Collected data entries:
..............................

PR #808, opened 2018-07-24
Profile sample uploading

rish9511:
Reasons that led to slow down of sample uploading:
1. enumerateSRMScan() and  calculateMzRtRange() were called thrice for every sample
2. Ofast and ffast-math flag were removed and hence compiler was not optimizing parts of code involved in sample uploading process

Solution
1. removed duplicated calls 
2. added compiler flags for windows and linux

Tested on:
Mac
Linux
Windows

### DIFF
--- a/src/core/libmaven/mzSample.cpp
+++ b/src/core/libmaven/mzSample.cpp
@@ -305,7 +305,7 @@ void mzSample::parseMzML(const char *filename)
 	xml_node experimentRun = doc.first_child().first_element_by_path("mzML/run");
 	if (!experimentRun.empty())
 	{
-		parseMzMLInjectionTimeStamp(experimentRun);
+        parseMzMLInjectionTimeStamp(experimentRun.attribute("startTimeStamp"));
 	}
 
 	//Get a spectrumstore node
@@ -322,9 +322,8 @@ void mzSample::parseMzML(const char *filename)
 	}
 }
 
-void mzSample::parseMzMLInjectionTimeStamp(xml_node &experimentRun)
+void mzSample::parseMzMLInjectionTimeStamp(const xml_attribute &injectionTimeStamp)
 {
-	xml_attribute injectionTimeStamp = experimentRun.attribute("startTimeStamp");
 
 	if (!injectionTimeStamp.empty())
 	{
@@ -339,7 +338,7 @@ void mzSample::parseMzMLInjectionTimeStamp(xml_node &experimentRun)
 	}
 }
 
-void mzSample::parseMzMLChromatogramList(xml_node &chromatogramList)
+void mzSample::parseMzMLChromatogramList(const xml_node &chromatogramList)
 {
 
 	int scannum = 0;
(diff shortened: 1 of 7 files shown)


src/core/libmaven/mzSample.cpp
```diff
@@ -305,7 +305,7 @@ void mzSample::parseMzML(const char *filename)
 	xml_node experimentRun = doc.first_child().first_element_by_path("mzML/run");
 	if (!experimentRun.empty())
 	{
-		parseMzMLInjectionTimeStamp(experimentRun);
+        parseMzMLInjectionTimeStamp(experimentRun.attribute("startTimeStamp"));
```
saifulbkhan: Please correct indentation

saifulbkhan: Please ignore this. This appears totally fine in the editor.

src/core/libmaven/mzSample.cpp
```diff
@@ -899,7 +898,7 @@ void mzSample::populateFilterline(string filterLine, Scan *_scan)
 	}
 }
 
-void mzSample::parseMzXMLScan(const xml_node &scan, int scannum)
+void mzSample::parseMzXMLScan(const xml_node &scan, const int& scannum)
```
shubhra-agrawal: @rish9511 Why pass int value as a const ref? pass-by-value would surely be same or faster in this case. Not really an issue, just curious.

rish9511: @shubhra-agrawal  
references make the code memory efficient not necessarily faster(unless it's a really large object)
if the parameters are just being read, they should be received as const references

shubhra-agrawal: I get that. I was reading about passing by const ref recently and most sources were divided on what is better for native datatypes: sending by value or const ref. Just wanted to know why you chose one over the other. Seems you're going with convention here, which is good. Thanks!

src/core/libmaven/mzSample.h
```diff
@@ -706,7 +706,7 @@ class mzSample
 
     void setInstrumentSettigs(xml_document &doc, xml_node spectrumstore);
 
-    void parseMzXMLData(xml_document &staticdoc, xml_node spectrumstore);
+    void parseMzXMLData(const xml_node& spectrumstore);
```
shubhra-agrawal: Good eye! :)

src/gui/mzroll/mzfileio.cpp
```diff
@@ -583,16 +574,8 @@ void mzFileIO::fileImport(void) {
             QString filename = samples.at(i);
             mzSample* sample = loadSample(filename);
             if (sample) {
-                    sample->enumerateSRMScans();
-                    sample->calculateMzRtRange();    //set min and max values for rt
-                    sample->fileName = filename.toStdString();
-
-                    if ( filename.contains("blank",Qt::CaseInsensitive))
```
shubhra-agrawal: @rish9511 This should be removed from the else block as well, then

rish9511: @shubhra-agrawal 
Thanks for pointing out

..............................

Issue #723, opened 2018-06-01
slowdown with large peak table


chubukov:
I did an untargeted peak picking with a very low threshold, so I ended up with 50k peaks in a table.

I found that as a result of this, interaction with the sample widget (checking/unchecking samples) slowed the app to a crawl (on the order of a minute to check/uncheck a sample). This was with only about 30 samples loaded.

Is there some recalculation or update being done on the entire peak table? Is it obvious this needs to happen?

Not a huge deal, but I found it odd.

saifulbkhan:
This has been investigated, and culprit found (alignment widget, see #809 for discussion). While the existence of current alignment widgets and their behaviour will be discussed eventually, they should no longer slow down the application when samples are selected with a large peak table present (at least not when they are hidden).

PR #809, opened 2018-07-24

..............................

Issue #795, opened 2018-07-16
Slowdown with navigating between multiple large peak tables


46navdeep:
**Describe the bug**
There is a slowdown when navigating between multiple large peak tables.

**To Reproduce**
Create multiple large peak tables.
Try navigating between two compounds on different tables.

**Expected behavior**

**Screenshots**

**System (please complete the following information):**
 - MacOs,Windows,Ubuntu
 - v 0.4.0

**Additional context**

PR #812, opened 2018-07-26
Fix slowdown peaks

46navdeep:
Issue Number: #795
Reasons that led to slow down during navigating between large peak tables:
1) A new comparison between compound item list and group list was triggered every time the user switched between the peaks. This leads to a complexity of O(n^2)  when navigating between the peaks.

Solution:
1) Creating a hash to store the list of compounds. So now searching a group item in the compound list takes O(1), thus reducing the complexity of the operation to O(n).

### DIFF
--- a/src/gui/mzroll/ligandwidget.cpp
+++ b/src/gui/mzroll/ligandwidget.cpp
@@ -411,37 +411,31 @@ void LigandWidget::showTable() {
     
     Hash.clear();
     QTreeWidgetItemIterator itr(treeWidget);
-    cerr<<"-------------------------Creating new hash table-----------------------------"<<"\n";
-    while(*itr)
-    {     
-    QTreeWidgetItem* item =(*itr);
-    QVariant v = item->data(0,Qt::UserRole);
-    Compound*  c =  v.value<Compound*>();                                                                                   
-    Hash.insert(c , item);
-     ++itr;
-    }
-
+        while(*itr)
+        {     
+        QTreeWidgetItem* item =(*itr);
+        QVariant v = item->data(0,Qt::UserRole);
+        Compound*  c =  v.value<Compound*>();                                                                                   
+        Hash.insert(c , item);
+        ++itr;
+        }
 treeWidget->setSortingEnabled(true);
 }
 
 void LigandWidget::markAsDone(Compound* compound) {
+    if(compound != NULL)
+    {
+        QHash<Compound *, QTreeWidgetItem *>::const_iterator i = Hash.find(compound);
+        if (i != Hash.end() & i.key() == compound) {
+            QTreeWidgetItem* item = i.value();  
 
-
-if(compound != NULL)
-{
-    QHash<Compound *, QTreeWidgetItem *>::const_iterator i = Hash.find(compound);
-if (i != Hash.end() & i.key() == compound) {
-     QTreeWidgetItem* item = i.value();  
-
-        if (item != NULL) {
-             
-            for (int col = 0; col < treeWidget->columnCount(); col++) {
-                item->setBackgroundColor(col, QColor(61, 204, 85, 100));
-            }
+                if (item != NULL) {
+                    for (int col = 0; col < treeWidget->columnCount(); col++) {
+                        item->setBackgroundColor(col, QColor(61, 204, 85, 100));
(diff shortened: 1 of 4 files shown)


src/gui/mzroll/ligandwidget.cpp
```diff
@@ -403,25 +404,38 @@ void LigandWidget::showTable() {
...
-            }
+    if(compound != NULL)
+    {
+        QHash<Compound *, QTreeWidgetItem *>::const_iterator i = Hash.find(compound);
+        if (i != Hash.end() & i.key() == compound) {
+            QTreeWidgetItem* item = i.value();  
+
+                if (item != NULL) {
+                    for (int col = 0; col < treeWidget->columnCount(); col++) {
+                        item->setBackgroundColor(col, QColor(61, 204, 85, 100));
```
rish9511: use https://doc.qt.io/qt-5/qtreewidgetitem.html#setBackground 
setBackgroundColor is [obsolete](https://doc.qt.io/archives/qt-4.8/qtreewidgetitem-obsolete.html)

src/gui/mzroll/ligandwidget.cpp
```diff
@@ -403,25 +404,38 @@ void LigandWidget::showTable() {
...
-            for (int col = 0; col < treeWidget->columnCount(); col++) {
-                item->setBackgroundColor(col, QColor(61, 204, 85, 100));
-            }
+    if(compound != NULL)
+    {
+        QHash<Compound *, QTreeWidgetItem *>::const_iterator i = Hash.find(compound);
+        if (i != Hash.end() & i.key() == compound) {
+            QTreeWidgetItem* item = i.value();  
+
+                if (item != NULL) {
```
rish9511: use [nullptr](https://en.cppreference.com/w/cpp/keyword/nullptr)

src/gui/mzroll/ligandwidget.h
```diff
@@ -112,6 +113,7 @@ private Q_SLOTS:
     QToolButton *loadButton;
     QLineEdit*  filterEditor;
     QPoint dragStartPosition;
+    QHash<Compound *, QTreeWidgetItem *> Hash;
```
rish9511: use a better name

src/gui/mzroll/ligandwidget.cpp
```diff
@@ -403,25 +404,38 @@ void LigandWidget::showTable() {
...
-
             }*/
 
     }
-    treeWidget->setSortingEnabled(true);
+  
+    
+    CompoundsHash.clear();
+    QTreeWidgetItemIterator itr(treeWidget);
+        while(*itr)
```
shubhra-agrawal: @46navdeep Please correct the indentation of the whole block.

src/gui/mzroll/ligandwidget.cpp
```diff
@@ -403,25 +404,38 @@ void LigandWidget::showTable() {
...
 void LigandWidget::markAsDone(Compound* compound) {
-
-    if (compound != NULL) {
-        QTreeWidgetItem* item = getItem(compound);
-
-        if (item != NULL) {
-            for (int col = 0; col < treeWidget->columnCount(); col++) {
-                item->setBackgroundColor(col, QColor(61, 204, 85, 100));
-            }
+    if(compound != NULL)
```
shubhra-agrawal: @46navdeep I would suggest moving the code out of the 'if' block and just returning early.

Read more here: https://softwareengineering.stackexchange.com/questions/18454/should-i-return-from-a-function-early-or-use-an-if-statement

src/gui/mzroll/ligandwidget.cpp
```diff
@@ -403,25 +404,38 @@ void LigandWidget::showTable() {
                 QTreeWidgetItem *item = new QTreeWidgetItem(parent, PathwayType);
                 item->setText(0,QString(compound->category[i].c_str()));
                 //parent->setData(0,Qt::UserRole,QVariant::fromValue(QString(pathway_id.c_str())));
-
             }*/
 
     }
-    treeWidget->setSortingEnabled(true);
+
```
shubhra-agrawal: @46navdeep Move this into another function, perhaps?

..............................

Task details: If a line above contains the word "libmaven", list it.

Exercise solution:
--- a/src/core/libmaven/mzSample.cpp
+++ b/src/core/libmaven/mzSample.cpp
src/core/libmaven/mzSample.cpp
src/core/libmaven/mzSample.cpp
src/core/libmaven/mzSample.h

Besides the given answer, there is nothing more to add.